── RAW DATA ──
Issue #249, opened 2021-01-17
AdminSite subclasses and jazzmin_settings


olof:
Hello, thanks for a really nice project! Very nice look for the admin interface. Real jazzy!

I just looked at enabling it for my django project, using subclassed AdminSites to expose different views to different user classes. Just adding it to INSTALLED_APPS, everything works fine and looks really good.

But one thing I noted when using it with my use case: the title reverts to django admin's default value. In the `base.html` template, `{{ jazzmin_settings.site_title }}` and `{{ jazzmin_settings.site_header }}` are used, rather than what django.admin exports in the template context (i.e `{{ site_title }}` and `{{ site_header }}` respectively). In my AdminSites these properties are overriden, but this isn't reflected in jazzmin_settings. Changing the template to just using `{{ site_title }}` in this case works. I recognize that simply doing that wouldn't be backwards compatible, but is there a way to handle my use case somehow?

As I said, without any configuration, it otherwise works really well. But were I to configure jazzmin, the documented way is through my django settings.py; is there a way to override settings per AdminSite class?

Thanks a lot!

farridav:
perhaps there is a way we can get the  current admin site from the request, and pull the site title and site header from that (unless it is specified in `JAZZMIN_SETTINGS`

We have limited support for use outside of the default admin site, but would like more .. 

if your able to reproduce the problem in our [demo app](https://github.com/farridav/django-jazzmin/tree/master/tests/test_app), and link me to it then ill have a go at sorting it ..

olof:
Thanks! I'll take a look!

olof:
I've made changes to the test app to demonstrate the issue, the commit is available at:

https://github.com/olof/django-jazzmin/commit/bd77566e0adcd7479227351dc3ac3175e6647c21
https://github.com/olof/django-jazzmin/tree/gh/249/custom_admin_site/tests/test_app

While retaining the old admin site, it also adds a "limited" view for librarians at `/en/staff/`. Here, the issue of jazzmin not picking up the custom AdminSite properties can be seen (most notably in the top left corner). (I've commented out the `site_title` and `site_header` settings in `settings.py` to make the issue stand out a bit more, it now simply says "Django administration"). Hope this is along the lines of what you asked for, otherwise let me know.

PR #253, opened 2021-01-21
Default site title and header from current admin site

farridav:
Use the "current" admin site for site title and header defaults, this has to be determined from the request

Fixes https://github.com/farridav/django-jazzmin/issues/249

@olof 

Let me know if this resolves your issue, i was able to confirm it working using your commit


olof:
Hello, I've tried it out with my real django project and it does indeed work well! Thanks for taking the time and addressing my problem so quickly.

farridav:
No worries, thanks for helping me reproduce the problem

PR #256, opened 2021-02-26
Set dark_mode_theme to src for the dark mode.

### LINKED ISSUE #255: Bug that prevents dark-themes from being applied.
I think I found a bug.

The line 283 in the file jazzmin\settings.py:
`        "dark_mode_theme": {"name": dark_mode_theme, "src": static(THEMES[theme])},
`
need to be replaced with:
`        "dark_mode_theme": {"name": dark_mode_theme, "src": static(THEMES[dark_mode_theme])},
`

The problem is that in the current version there is no case where a dark-theme stylesheet can be loaded.

hwalinga:
Closes #255


hwalinga:
Closing in favor of @257

PR #257, opened 2021-02-26
Set darkmode theme on src

farridav:
Closes: https://github.com/farridav/django-jazzmin/pull/256

Thanks @hwalinga i see what you mean, ive just changed it so that it doesnt raise the `KeyError`


hwalinga:
Closes issue #255

PR #526, opened 2024-01-05
Remove *mo blobs from source control

### LINKED ISSUE #505: Sporadic Execution of msgfmt failed 'msgid' and 'msgstr' entries do not both begin with '\n'
Running `django-admin compilemessages` will most usually decide the fr translation is up to date
```
File “...../jazzmin/locale/fr/LC_MESSAGES/django.po” is already compiled and up to date
```
but somteimes django will want to process it for some reason. And it will fail:
```
Execution of msgfmt failed: ..../jazzmin/locale/fr/LC_MESSAGES/django.po:88: 'msgid' and 'msgstr' entries do not both begin with '\n'
```

I am still puzzled about what triggers this but my builds are now sort of flaky (workaround is to simply re-trigger the build)

I guess this is related to https://www.gnu.org/software/gettext/FAQ.html#newline. I am not sure I understand the rationale for that gettext behavior but similar issues (e.g. https://github.com/scanmem/scanmem/issues/205) have been fixed by enforcing newline parity between original and translated strings: https://github.com/farridav/django-jazzmin/blob/master/jazzmin/locale/fr/LC_MESSAGES/django.po#L90

n1ngu:
Compile them at build time with a hatchling custom hook (replacing poetry!)

Closes #505


Endzel:
Any chance for this to progress @n1ngu ? This issue is happening in some of my deployments.

hatch_build.py
```diff
@@ -0,0 +1,10 @@
+import typing as t
+
+import django.core.management
+
+from hatchling.builders.hooks.plugin.interface import BuildHookInterface
+
+
+class CustomBuildHook(BuildHookInterface):
+    def initialize(self, version: str, build_data: dict[str, t.Any]) -> None:
+        django.core.management.call_command("compilemessages")
```
n1ngu, line 10: To be clear, I am uncomfortable with the dependency introduced by this instruction. The only reason to do this was validating the workflow. But if community is ok with removing *.mo files and compiling them at wheel build time and replacing poetry with hatch, I'll invest some effort to rewrite this with babel or gettext.

PR #532, opened 2024-02-13
feat: Make fieldset take all awailable space

last-partizan:
In some previous version of the django-jazzmin, this block was full-size, then it was changed to smaller size.

It's better for it to be full-size.


katiam2:
This is a duplicate of [#606 ](https://github.com/farridav/django-jazzmin/pull/606 ).

PR #542, opened 2024-03-22
logout fixed for django 5

arifogluisa:
logout doesn't work for Django 5.0 , cause logout view has changed from get method to post method


farridav:
This appears to work fine with all supported versions of Django, thanks for the contribution

farridav:
This has now been merged in as part of https://github.com/farridav/django-jazzmin/pull/544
───
§ **WORK ITEM**
Your answer should be the material, retyped exactly as written.

§ **ANSWER TO THIS PROBLEM**
Issue #249, opened 2021-01-17
AdminSite subclasses and jazzmin_settings


olof:
Hello, thanks for a really nice project! Very nice look for the admin interface. Real jazzy!

I just looked at enabling it for my django project, using subclassed AdminSites to expose different views to different user classes. Just adding it to INSTALLED_APPS, everything works fine and looks really good.

But one thing I noted when using it with my use case: the title reverts to django admin's default value. In the `base.html` template, `{{ jazzmin_settings.site_title }}` and `{{ jazzmin_settings.site_header }}` are used, rather than what django.admin exports in the template context (i.e `{{ site_title }}` and `{{ site_header }}` respectively). In my AdminSites these properties are overriden, but this isn't reflected in jazzmin_settings. Changing the template to just using `{{ site_title }}` in this case works. I recognize that simply doing that wouldn't be backwards compatible, but is there a way to handle my use case somehow?

As I said, without any configuration, it otherwise works really well. But were I to configure jazzmin, the documented way is through my django settings.py; is there a way to override settings per AdminSite class?

Thanks a lot!

farridav:
perhaps there is a way we can get the  current admin site from the request, and pull the site title and site header from that (unless it is specified in `JAZZMIN_SETTINGS`

We have limited support for use outside of the default admin site, but would like more .. 

if your able to reproduce the problem in our [demo app](https://github.com/farridav/django-jazzmin/tree/master/tests/test_app), and link me to it then ill have a go at sorting it ..

olof:
Thanks! I'll take a look!

olof:
I've made changes to the test app to demonstrate the issue, the commit is available at:

https://github.com/olof/django-jazzmin/commit/bd77566e0adcd7479227351dc3ac3175e6647c21
https://github.com/olof/django-jazzmin/tree/gh/249/custom_admin_site/tests/test_app

While retaining the old admin site, it also adds a "limited" view for librarians at `/en/staff/`. Here, the issue of jazzmin not picking up the custom AdminSite properties can be seen (most notably in the top left corner). (I've commented out the `site_title` and `site_header` settings in `settings.py` to make the issue stand out a bit more, it now simply says "Django administration"). Hope this is along the lines of what you asked for, otherwise let me know.

PR #253, opened 2021-01-21
Default site title and header from current admin site

farridav:
Use the "current" admin site for site title and header defaults, this has to be determined from the request

Fixes https://github.com/farridav/django-jazzmin/issues/249

@olof 

Let me know if this resolves your issue, i was able to confirm it working using your commit


olof:
Hello, I've tried it out with my real django project and it does indeed work well! Thanks for taking the time and addressing my problem so quickly.

farridav:
No worries, thanks for helping me reproduce the problem

PR #256, opened 2021-02-26
Set dark_mode_theme to src for the dark mode.

### LINKED ISSUE #255: Bug that prevents dark-themes from being applied.
I think I found a bug.

The line 283 in the file jazzmin\settings.py:
`        "dark_mode_theme": {"name": dark_mode_theme, "src": static(THEMES[theme])},
`
need to be replaced with:
`        "dark_mode_theme": {"name": dark_mode_theme, "src": static(THEMES[dark_mode_theme])},
`

The problem is that in the current version there is no case where a dark-theme stylesheet can be loaded.

hwalinga:
Closes #255


hwalinga:
Closing in favor of @257

PR #257, opened 2021-02-26
Set darkmode theme on src

farridav:
Closes: https://github.com/farridav/django-jazzmin/pull/256

Thanks @hwalinga i see what you mean, ive just changed it so that it doesnt raise the `KeyError`


hwalinga:
Closes issue #255

PR #526, opened 2024-01-05
Remove *mo blobs from source control

### LINKED ISSUE #505: Sporadic Execution of msgfmt failed 'msgid' and 'msgstr' entries do not both begin with '\n'
Running `django-admin compilemessages` will most usually decide the fr translation is up to date
```
File “...../jazzmin/locale/fr/LC_MESSAGES/django.po” is already compiled and up to date
```
but somteimes django will want to process it for some reason. And it will fail:
```
Execution of msgfmt failed: ..../jazzmin/locale/fr/LC_MESSAGES/django.po:88: 'msgid' and 'msgstr' entries do not both begin with '\n'
```

I am still puzzled about what triggers this but my builds are now sort of flaky (workaround is to simply re-trigger the build)

I guess this is related to https://www.gnu.org/software/gettext/FAQ.html#newline. I am not sure I understand the rationale for that gettext behavior but similar issues (e.g. https://github.com/scanmem/scanmem/issues/205) have been fixed by enforcing newline parity between original and translated strings: https://github.com/farridav/django-jazzmin/blob/master/jazzmin/locale/fr/LC_MESSAGES/django.po#L90

n1ngu:
Compile them at build time with a hatchling custom hook (replacing poetry!)

Closes #505


Endzel:
Any chance for this to progress @n1ngu ? This issue is happening in some of my deployments.

hatch_build.py
```diff
@@ -0,0 +1,10 @@
+import typing as t
+
+import django.core.management
+
+from hatchling.builders.hooks.plugin.interface import BuildHookInterface
+
+
+class CustomBuildHook(BuildHookInterface):
+    def initialize(self, version: str, build_data: dict[str, t.Any]) -> None:
+        django.core.management.call_command("compilemessages")
```
n1ngu, line 10: To be clear, I am uncomfortable with the dependency introduced by this instruction. The only reason to do this was validating the workflow. But if community is ok with removing *.mo files and compiling them at wheel build time and replacing poetry with hatch, I'll invest some effort to rewrite this with babel or gettext.

PR #532, opened 2024-02-13
feat: Make fieldset take all awailable space

last-partizan:
In some previous version of the django-jazzmin, this block was full-size, then it was changed to smaller size.

It's better for it to be full-size.


katiam2:
This is a duplicate of [#606 ](https://github.com/farridav/django-jazzmin/pull/606 ).

PR #542, opened 2024-03-22
logout fixed for django 5

arifogluisa:
logout doesn't work for Django 5.0 , cause logout view has changed from get method to post method


farridav:
This appears to work fine with all supported versions of Django, thanks for the contribution

farridav:
This has now been merged in as part of https://github.com/farridav/django-jazzmin/pull/544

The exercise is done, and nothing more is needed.